[Collected data entries]
◇ ◇ ◇ ◇
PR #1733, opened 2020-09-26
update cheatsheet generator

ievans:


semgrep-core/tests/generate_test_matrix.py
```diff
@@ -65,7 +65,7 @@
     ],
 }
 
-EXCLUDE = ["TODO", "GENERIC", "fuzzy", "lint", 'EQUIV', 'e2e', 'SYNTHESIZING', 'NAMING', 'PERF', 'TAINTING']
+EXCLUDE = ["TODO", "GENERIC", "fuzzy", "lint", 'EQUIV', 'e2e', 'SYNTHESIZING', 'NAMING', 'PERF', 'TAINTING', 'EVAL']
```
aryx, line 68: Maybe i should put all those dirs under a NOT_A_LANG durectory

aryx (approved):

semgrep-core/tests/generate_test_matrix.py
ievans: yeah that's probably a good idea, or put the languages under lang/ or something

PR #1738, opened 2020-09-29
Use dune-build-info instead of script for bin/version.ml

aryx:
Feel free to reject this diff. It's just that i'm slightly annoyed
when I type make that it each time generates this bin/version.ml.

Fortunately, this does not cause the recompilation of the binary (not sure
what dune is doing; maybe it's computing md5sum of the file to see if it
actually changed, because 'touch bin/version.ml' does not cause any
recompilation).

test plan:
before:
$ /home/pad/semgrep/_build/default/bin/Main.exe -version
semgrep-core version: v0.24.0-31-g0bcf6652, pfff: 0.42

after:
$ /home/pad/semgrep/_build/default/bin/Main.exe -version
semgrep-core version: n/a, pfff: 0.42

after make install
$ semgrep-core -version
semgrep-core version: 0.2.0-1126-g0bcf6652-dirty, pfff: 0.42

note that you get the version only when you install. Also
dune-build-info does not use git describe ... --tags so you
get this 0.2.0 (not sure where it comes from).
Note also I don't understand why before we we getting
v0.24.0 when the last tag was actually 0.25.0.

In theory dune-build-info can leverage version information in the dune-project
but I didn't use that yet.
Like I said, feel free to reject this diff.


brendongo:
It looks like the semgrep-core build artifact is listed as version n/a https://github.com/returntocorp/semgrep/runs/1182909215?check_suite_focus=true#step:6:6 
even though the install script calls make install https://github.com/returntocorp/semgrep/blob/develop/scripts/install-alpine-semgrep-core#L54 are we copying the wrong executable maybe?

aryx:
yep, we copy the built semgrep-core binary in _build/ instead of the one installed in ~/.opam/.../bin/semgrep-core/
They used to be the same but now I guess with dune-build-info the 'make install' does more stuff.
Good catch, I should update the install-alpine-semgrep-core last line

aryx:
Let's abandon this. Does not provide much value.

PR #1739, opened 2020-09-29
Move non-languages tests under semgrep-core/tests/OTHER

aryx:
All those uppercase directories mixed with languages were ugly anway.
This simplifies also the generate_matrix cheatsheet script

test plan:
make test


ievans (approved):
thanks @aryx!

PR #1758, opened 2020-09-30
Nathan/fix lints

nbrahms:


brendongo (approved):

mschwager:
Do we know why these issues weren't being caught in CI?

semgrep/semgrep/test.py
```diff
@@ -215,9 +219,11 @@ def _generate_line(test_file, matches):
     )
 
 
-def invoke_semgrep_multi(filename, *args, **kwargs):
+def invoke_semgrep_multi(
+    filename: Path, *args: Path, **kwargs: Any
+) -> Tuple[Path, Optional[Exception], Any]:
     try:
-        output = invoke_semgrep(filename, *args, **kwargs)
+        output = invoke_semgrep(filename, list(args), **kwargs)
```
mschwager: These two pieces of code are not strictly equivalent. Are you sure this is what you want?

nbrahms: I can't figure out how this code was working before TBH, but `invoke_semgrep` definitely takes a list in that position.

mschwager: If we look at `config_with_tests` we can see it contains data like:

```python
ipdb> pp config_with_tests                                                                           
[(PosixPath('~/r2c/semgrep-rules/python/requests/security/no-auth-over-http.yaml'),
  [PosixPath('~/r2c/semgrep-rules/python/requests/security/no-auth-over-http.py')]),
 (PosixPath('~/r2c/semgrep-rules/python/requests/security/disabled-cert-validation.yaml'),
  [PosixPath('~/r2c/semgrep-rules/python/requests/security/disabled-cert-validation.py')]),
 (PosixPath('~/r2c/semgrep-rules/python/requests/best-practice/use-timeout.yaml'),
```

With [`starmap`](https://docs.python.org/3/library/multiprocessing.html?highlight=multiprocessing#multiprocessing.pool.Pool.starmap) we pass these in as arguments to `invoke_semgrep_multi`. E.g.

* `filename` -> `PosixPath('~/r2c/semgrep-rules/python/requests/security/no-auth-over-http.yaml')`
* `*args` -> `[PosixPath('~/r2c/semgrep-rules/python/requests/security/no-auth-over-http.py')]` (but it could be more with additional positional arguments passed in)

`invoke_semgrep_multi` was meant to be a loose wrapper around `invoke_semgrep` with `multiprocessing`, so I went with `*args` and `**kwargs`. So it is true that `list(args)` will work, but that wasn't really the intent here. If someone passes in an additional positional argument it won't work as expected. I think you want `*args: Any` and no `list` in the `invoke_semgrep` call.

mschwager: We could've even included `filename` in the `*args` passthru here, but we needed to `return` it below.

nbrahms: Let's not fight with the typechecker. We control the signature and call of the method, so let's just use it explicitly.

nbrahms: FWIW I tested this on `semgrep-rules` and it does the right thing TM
◇ ◇ ◇ ◇
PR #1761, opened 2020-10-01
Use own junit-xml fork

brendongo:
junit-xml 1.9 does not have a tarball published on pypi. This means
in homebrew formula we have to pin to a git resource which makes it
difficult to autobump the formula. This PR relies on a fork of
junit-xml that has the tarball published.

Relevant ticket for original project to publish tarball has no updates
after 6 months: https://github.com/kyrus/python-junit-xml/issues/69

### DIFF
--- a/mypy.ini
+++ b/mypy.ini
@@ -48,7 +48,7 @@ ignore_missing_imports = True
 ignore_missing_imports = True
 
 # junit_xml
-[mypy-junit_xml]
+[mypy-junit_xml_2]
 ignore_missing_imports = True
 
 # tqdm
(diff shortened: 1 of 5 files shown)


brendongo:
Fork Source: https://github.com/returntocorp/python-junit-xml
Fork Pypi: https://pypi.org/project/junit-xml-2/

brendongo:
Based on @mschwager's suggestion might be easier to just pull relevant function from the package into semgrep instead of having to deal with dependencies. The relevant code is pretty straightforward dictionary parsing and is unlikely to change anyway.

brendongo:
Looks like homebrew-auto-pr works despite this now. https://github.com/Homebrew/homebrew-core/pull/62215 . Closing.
◇ ◇ ◇ ◇
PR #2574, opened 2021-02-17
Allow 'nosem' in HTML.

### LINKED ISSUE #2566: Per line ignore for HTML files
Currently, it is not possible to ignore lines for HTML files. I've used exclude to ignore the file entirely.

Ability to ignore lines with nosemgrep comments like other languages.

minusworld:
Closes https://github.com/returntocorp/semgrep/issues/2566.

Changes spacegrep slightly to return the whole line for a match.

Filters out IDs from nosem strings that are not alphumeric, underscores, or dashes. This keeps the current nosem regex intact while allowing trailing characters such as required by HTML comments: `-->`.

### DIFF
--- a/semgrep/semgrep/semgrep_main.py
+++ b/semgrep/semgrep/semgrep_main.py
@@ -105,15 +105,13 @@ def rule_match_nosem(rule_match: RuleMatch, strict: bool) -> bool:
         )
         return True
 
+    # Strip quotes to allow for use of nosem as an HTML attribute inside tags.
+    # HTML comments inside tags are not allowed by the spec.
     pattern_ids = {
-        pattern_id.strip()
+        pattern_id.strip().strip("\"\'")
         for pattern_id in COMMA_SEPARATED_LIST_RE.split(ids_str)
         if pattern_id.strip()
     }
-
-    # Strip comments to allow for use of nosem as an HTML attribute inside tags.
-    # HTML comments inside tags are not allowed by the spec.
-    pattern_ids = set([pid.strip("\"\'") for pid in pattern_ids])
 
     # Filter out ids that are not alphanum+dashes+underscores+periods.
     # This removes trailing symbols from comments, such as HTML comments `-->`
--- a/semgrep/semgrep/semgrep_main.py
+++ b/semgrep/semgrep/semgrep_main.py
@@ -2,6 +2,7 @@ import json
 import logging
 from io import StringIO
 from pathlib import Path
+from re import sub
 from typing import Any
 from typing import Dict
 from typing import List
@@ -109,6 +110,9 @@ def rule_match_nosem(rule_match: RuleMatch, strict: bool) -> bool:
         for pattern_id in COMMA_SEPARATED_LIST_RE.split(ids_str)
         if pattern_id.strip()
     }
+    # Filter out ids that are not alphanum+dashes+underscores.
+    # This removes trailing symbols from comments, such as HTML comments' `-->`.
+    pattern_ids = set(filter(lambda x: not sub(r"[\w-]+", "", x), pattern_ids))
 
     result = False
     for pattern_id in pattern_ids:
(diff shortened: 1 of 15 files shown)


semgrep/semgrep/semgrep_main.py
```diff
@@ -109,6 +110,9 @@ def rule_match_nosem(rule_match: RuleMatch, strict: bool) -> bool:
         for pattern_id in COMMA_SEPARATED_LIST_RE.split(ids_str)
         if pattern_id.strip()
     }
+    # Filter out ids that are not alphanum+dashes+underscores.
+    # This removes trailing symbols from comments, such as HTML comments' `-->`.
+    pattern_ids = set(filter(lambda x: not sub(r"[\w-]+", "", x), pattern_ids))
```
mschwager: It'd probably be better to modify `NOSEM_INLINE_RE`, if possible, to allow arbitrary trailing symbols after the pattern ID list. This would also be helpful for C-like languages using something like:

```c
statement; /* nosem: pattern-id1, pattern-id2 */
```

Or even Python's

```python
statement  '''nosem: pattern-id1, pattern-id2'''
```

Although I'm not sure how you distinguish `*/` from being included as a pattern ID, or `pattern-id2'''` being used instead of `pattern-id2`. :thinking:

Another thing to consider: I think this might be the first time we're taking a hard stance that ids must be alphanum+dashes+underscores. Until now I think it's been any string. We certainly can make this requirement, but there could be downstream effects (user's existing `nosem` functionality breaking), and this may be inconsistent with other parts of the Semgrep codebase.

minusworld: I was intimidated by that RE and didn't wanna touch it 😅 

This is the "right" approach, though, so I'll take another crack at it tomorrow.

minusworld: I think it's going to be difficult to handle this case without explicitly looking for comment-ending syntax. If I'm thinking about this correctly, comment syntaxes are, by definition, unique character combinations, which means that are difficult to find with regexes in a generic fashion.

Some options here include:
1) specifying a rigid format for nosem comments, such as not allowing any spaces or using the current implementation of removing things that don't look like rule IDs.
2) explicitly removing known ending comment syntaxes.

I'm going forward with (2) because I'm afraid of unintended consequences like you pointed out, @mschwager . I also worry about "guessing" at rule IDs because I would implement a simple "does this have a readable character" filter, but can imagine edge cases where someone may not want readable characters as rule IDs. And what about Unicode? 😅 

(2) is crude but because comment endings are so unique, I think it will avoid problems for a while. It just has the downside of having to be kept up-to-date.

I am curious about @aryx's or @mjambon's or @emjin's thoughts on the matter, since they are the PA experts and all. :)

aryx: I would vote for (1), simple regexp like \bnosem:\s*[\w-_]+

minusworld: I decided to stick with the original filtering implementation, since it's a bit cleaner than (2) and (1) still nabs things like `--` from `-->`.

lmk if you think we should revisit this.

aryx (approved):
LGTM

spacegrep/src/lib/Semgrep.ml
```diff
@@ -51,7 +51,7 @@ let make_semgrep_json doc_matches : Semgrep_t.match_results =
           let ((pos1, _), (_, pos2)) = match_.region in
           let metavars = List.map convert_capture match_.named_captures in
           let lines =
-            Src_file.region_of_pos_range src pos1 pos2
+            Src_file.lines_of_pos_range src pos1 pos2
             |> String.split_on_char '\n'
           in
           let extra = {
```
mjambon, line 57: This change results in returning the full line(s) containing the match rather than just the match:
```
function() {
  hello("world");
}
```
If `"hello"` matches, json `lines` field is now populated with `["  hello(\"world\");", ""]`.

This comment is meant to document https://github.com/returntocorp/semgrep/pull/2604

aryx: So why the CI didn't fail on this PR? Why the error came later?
◇ ◇ ◇ ◇
» Task directions
Check each line above for the string "mypy" and return those that contain it.

» Your solution
--- a/mypy.ini
+++ b/mypy.ini
-[mypy-junit_xml]
+[mypy-junit_xml_2]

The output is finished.